### Assignment:
Check each line of the material below for the word "conflicts". State how many lines have it, and nothing more.

══ Input data ══

PR #2789, opened 2026-08-23
fix(nvidia): reject fractional gpu memory percentages

### LINKED ISSUE #2788: fix(nvidia): reject fractional GPU memory percentage requests
## Describe the bug

HAMi's NVIDIA admission validation can silently round fractional
`nvidia.com/gpumem-percentage` values instead of rejecting them.

The admission path currently obtains the percentage through
`resource.Quantity.Value()`, which converts the quantity to an integer value.

As a result, fractional requests such as:

nvidia.com/gpumem-percentage: "99.1"

can be interpreted as `100` instead of being rejected as an invalid
percentage request.

Similarly, quantities such as:

nvidia.com/gpumem-percentage: "50m"

can be converted to an integer value instead of being rejected as a
non-integer percentage.

## Why this matters

`nvidia.com/gpumem-percentage` represents a percentage and should be an
exact integer value between 0 and 100.

Silently rounding the user's requested value changes the actual scheduling
request.

For example:

Requested:
99.1%

Effective:
100%

This means HAMi can accept a resource request different from what the user
declared, making invalid configurations difficult to detect and debug.

## Expected behavior

GPU memory percentage requests should satisfy:

0 <= gpumem-percentage <= 100

and must be represented as an exact integer.

Valid values such as:

- 0
- 50
- 100

must continue to work unchanged.

Fractional values such as:

- 50m
- 50.5
- 99.1

should be rejected instead of being rounded.

## Suggested fix

Update the NVIDIA GPU memory percentage validation path to use exact
integer conversion through `resource.Quantity.AsInt64()`.

The validation should:

1. Retrieve the configured `gpumem-percentage` quantity.
2. Require `AsInt64()` to succeed.
3. Reject the request if the conversion is not exact.
4. Apply the existing 0-100 range validation.
5. Preserve existing behavior for valid integer percentages.

The validation should be applied at the admission boundary so invalid
fractional requests are rejected before they reach scheduling.

The existing request-generation behavior should also remain consistent with
this validation.

## Regression tests

Add tests covering:

- `0` -> accepted
- `50` -> accepted
- `100` -> accepted
- `50m` -> rejected
- `50.5` -> rejected
- `99.1` -> rejected
- `101` -> rejected
- negative values -> rejected

A regression test should specifically verify that:

requested = 99.1

does not become:

effective = 100

## Compatibility

This change only affects invalid fractional percentage requests.

Existing integer values from 0 through 100 retain their current behavior.

## Impact

This is a resource-validation correctness issue.

HAMi should not silently transform a fractional GPU memory percentage into a
different integer allocation. Rejecting invalid values at admission makes
the resource contract deterministic and gives users a clear configuration
error.

AyushSrivastava1818:
<html>
<body>
<html><head></head><body><h2>What type of PR is this?</h2><p>/kind bug</p><h2>What this PR does / why we need it:</h2><p>Fixes #2788.</p><p>Rejects fractional and non-integer values for <code inline="">nvidia.com/gpumem-percentage</code>, ensuring that only integer percentages in the valid <code inline="">[0, 100]</code> range are accepted.</p><h3>Changes</h3><ul><li><p><strong><code inline="">MutateAdmission</code></strong>: Replaces <code inline="">resourceValue</code>-based handling with <code inline="">resource.Quantity</code> and <code inline="">AsInt64()</code> validation, rejecting fractional/non-integer values such as <code inline="">50m</code>, <code inline="">50.5</code>, and <code inline="">99.1</code>, as well as negative and out-of-range values.</p></li><li><p><strong><code inline="">GenerateResourceRequests</code></strong>: Uses <code inline="">AsInt64()</code> for exact integer validation. Invalid or unparseable memory percentage requests return an empty <code inline="">device.ContainerDeviceRequest{}</code> rather than encoding invalid values through artificial sentinels.</p></li><li><p><strong><code inline="">Fit()</code></strong>: Validates <code inline="">MemPercentagereq</code> as a request-level invariant before entering the per-device loop. Invalid values cause <code inline="">Fit()</code> to fail immediately and increment <code inline="">CardInsufficientMemory</code> exactly once per request. The existing internal <code inline="">101</code> sentinel continues to represent an unset percentage.</p></li></ul><h3>Expected behavior</h3>
Requested value | Result
-- | --
0 | Accepted
50 | Accepted
100 | Accepted
50m | Rejected
50.5 | Rejected
99.1 | Rejected
101 | Rejected as an external request
150 | Rejected
-1 | Rejected

<p>In particular, a request for <code inline="">99.1%</code> must never silently become a <code inline="">100%</code> request.</p><h2>Regression Tests</h2><p>Coverage includes:</p><ul><li><p>Valid boundary values (<code inline="">0</code>, <code inline="">50</code>, <code inline="">100</code>)</p></li><li><p>Fractional values (<code inline="">50m</code>, <code inline="">50.5</code>, <code inline="">99.1</code>)</p></li><li><p>Negative values (<code inline="">-1</code>)</p></li><li><p>Out-of-range values (<code inline="">101</code>, <code inline="">150</code>)</p></li><li><p>Excessively large values</p></li><li><p>Validation through both container <code inline="">Limits</code> and <code inline="">Requests</code></p></li><li><p>GPU memory percentage validation during <code inline="">GenerateResourceRequests</code></p></li><li><p>Invalid requests returning an empty <code inline="">device.ContainerDeviceRequest{}</code></p></li><li><p>Exclusive-core defaulting with fractional memory percentage values</p></li><li><p>Defensive <code inline="">MemPercentagereq</code> validation in <code inline="">Fit()</code></p></li><li><p>Multiple-device <code inline="">Fit()</code> regression coverage verifying <code inline="">CardInsufficientMemory</code> is incremented only once per invalid request</p></li></ul><h2>Validation</h2><ul><li><p><code inline="">gofmt</code> — passed</p></li><li><p><code inline="">git diff --check</code> — passed</p></li><li><p><code inline="">go test ./pkg/device/nvidia</code> — passed</p></li><li><p><code inline="">go test ./pkg/scheduler/...</code> — passed</p></li></ul><h2>User-facing impact</h2><p>Valid integer percentages from <code inline="">0</code> through <code inline="">100</code> continue to behave as before.</p><p>Invalid fractional, negative, or out-of-range values are now rejected rather than being silently rounded or propagated through the scheduling path.</p><h2>Which issue(s) this PR fixes:</h2><p>Fixes #2788</p></body></html>
</body>
</html>


pkg/device/nvidia/device.go
```diff
@@ -555,18 +565,16 @@ func (dev *NvidiaGPUDevices) GenerateResourceRequests(ctr *corev1.Container) dev
...
-					if mempnums > 0 {
-						mempnum = int32(mempnums)
-					} else {
-						// 0 would inject CUDA_DEVICE_MEMORY_LIMIT=0m, which hami-core reads as "no limit", so keep the "unset" sentinel and let the default below apply, like nvidia.com/gpumem: 0.
-						klog.ErrorS(nil, "memory percentage request is not positive, ignoring it", "container", ctr.Name, "requested", mempnums)
-						mempnum = 101
-					}
+				if !ok || mempnums < 0 || mempnums > 100 {
+					klog.ErrorS(nil, "memory percentage request out of range", "container", ctr.Name, "requested", mem.String())
+					return device.ContainerDeviceRequest{}
```
maishivamhoo123: here returning device.ContainerDeviceRequest{} doesn't reject the pod, it just looks like the container never asked for a GPU. so Resourcereqs will drop it, Filter passes every node, and the pod gets bound with no HAMi allocation (possibly even on a non-GPU node, since nvidia.com/* are ignoredByScheduler: true). Then it fails at the device plugin with an error that has nothing to do with the percentage.
and Also, fractional and negative values can't actually reach the scheduler, the API server already rejects those for nvidia.com/* resources. So this only changes what happens for out-of-range values when the webhook is bypassed.

maishivamhoo123 (changes requested):

pkg/device/nvidia/device.go
```diff
@@ -449,14 +452,21 @@ func (dev *NvidiaGPUDevices) defaultExclusiveCoreIfNeeded(ctr *corev1.Container)
...
-		return qty.Value(), true
+		return qty, true
 	}
 	if qty, ok := ctr.Resources.Requests[name]; ok {
+		return qty, true
+	}
+	return resource.Quantity{}, false
+}
+
+func resourceValue(ctr *corev1.Container, name corev1.ResourceName) (int64, bool) {
```
mesutoezdil: resourceValue is not called from any production code path now, both call sites moved to resourceQuantity. only its own test calls it. can this be removed, or is it kept for something else?

mesutoezdil:
pls resolve conflicts

pkg/device/nvidia/device.go
AyushSrivastava1818: pushed the change have a look!

pkg/device/nvidia/device.go
AyushSrivastava1818: yess looked at that later pushed the change removed the unused helper and updated the test that now covers resourceQuantity

AyushSrivastava1818:
@mesutoezdil resolved the conflicts take a look whenever you are free

AyushSrivastava1818:
@mesutoezdil resolved the conflicts have a look...there's security analysis failing which am not able to get the info about...if theres anything I have to work upon please tell

pkg/device/nvidia/device.go
```diff
@@ -566,18 +569,28 @@ func (dev *NvidiaGPUDevices) GenerateResourceRequests(ctr *corev1.Container) dev
...
-					if mempnums > 100 {
-						klog.ErrorS(nil, "memory percentage request out of range, clamping to 100", "container", ctr.Name, "requested", mempnums)
-						mempnums = 100
-					}
-					if mempnums > 0 {
-						mempnum = int32(mempnums)
+				if !ok {
+					// Fractional or invalid quantity: pass an out-of-range percentage so Fit rejects the request rather than silently ignoring the GPU.
+					klog.ErrorS(nil, "fractional or invalid memory percentage request", "container", ctr.Name, "requested", mem.String())
+					mempnum = math.MaxInt32
```
mesutoezdil: the error is routed through the value itself here: 101 means unset, 102 invalid, MaxInt32 fractional, -1 negative, all in the same int32 that also carries real percentages. the plain memory path returns an empty request instead. would that work here too, or is there something that rules it out?

pkg/device/nvidia/device.go
```diff
@@ -787,6 +800,11 @@ func (nv *NvidiaGPUDevices) Fit(devices []*device.DeviceUsage, request device.Co
 			reason[common.CardInsufficientCore]++
 			continue
 		}
+		if (k.MemPercentagereq < 0 || k.MemPercentagereq > 100) && k.MemPercentagereq != 101 {
```
mesutoezdil, line 791: this reads like a request level invariant, but it sits inside the per device loop, so it runs once per card and counts CardInsufficientMemory each time. would checking it once before the loop, with its own reason, describe the failure better?

pkg/device/nvidia/device.go
```diff
@@ -566,18 +569,28 @@ func (dev *NvidiaGPUDevices) GenerateResourceRequests(ctr *corev1.Container) dev
...
-						mempnum = int32(mempnums)
+				if !ok {
+					// Fractional or invalid quantity: pass an out-of-range percentage so Fit rejects the request rather than silently ignoring the GPU.
+					klog.ErrorS(nil, "fractional or invalid memory percentage request", "container", ctr.Name, "requested", mem.String())
+					mempnum = math.MaxInt32
+				} else if mempnums < 0 || mempnums > 100 {
+					klog.ErrorS(nil, "memory percentage request out of range", "container", ctr.Name, "requested", mem.String())
+					if mempnums == 101 {
+						// 101 is the internal sentinel for "unset", so use an explicit out-of-range value to ensure rejection.
+						mempnum = 102
```
mesutoezdil: validateMemoryPercentage already rejects these at admission. could you walk me through the path that reaches Fit with a fractional value, and whether a test covers it?

AyushSrivastava1818: The admission path normally rejects fractional values,but Fit can still get a malformed ContainerDevuceRequest through internal calls...So I have kept the validation in Fit as a defensive invariant and added coverage for invalid MemPercentagereq values there as well

pkg/device/nvidia/device.go
AyushSrivastava1818: Yes I checked it too...now i have moved the invalid percentage validation outside the per-device loop so the request level error is evaluated only once instead of incrementing cardInsufficientMemory once per GPU..its better way I guess

pkg/device/nvidia/device.go
AyushSrivastava1818: I have changed the invalid-value handling to return an empty device containerdeviceRequest{} instead of encoding different failure cases...

AyushSrivastava1818:
@mesutoezdil pushed the changes have a look sir again please

AyushSrivastava1818:
@mesutoezdil @archlitchi have a look Sir if any changes needed I will do that

pkg/device/nvidia/device.go
```diff
@@ -787,6 +788,11 @@ func (nv *NvidiaGPUDevices) Fit(devices []*device.DeviceUsage, request device.Co
 			reason[common.CardInsufficientCore]++
 			continue
 		}
+		if (k.MemPercentagereq < 0 || k.MemPercentagereq > 100) && k.MemPercentagereq != 101 {
```
mesutoezdil: is this still inside the per-device loop instead of running once per request?

AyushSrivastava1818: yes,I have moved the MemPercentageReq validation outside the per-device loop.It is now evaluated once at the request level....

pkg/device/nvidia/device.go
Shouren: @AyushSrivastava1818 GenerateResourceRequests still returns an empty request for invalid
  percentages. That can make the scheduler interpret an invalid GPU request as “no HAMi resource requested,” rather than rejecting it. The valid-limit/invalid-request masking issue also remains in [resourceQuantity](https://github.com/Project-HAMi/HAMi/blob/7d4c0a1ccfca6707ee199e786cfc0690d47966fb/pkg/device/nvidia/device.go#L462-L470)

Shouren: @AyushSrivastava1818 It seems that the changes is missing.

archlitchi:
please resolve the comments regarding Shouren's review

═══

### Expected answer:
3